━━━ SUPPLIED RECORDS ━━━

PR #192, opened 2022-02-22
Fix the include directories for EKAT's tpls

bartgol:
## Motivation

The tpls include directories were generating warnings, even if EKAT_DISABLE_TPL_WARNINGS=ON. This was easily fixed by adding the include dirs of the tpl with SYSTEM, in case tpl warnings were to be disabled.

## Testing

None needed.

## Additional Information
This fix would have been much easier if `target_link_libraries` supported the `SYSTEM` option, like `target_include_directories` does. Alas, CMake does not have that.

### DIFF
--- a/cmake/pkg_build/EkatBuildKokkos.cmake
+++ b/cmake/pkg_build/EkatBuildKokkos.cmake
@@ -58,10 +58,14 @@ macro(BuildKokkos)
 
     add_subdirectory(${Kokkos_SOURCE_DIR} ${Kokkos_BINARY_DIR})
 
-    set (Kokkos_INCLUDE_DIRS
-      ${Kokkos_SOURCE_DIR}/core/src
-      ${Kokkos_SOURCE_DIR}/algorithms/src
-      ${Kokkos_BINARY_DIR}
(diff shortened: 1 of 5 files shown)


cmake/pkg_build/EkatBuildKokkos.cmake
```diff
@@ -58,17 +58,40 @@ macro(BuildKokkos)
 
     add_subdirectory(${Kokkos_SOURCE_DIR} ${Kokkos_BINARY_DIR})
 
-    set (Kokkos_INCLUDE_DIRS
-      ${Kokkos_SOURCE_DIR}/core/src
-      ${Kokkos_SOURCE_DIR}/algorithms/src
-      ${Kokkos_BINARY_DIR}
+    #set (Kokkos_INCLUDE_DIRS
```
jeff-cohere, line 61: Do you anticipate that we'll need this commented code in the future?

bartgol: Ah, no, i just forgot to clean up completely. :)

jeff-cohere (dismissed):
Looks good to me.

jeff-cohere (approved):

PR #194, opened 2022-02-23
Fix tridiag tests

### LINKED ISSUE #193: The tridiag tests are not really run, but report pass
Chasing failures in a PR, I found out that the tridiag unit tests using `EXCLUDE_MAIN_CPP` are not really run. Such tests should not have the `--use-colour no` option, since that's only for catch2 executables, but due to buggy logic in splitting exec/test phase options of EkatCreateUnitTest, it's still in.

━━━

> TASK TO COMPLETE
Please give back the entries above, unchanged and complete.

> TASK RESPONSE
PR #192, opened 2022-02-22
Fix the include directories for EKAT's tpls

bartgol:
## Motivation

The tpls include directories were generating warnings, even if EKAT_DISABLE_TPL_WARNINGS=ON. This was easily fixed by adding the include dirs of the tpl with SYSTEM, in case tpl warnings were to be disabled.

## Testing

None needed.

## Additional Information
This fix would have been much easier if `target_link_libraries` supported the `SYSTEM` option, like `target_include_directories` does. Alas, CMake does not have that.

### DIFF
--- a/cmake/pkg_build/EkatBuildKokkos.cmake
+++ b/cmake/pkg_build/EkatBuildKokkos.cmake
@@ -58,10 +58,14 @@ macro(BuildKokkos)
 
     add_subdirectory(${Kokkos_SOURCE_DIR} ${Kokkos_BINARY_DIR})
 
-    set (Kokkos_INCLUDE_DIRS
-      ${Kokkos_SOURCE_DIR}/core/src
-      ${Kokkos_SOURCE_DIR}/algorithms/src
-      ${Kokkos_BINARY_DIR}
(diff shortened: 1 of 5 files shown)


cmake/pkg_build/EkatBuildKokkos.cmake
```diff
@@ -58,17 +58,40 @@ macro(BuildKokkos)
 
     add_subdirectory(${Kokkos_SOURCE_DIR} ${Kokkos_BINARY_DIR})
 
-    set (Kokkos_INCLUDE_DIRS
-      ${Kokkos_SOURCE_DIR}/core/src
-      ${Kokkos_SOURCE_DIR}/algorithms/src
-      ${Kokkos_BINARY_DIR}
+    #set (Kokkos_INCLUDE_DIRS
```
jeff-cohere, line 61: Do you anticipate that we'll need this commented code in the future?

bartgol: Ah, no, i just forgot to clean up completely. :)

jeff-cohere (dismissed):
Looks good to me.

jeff-cohere (approved):

PR #194, opened 2022-02-23
Fix tridiag tests

### LINKED ISSUE #193: The tridiag tests are not really run, but report pass
Chasing failures in a PR, I found out that the tridiag unit tests using `EXCLUDE_MAIN_CPP` are not really run. Such tests should not have the `--use-colour no` option, since that's only for catch2 executables, but due to buggy logic in splitting exec/test phase options of EkatCreateUnitTest, it's still in.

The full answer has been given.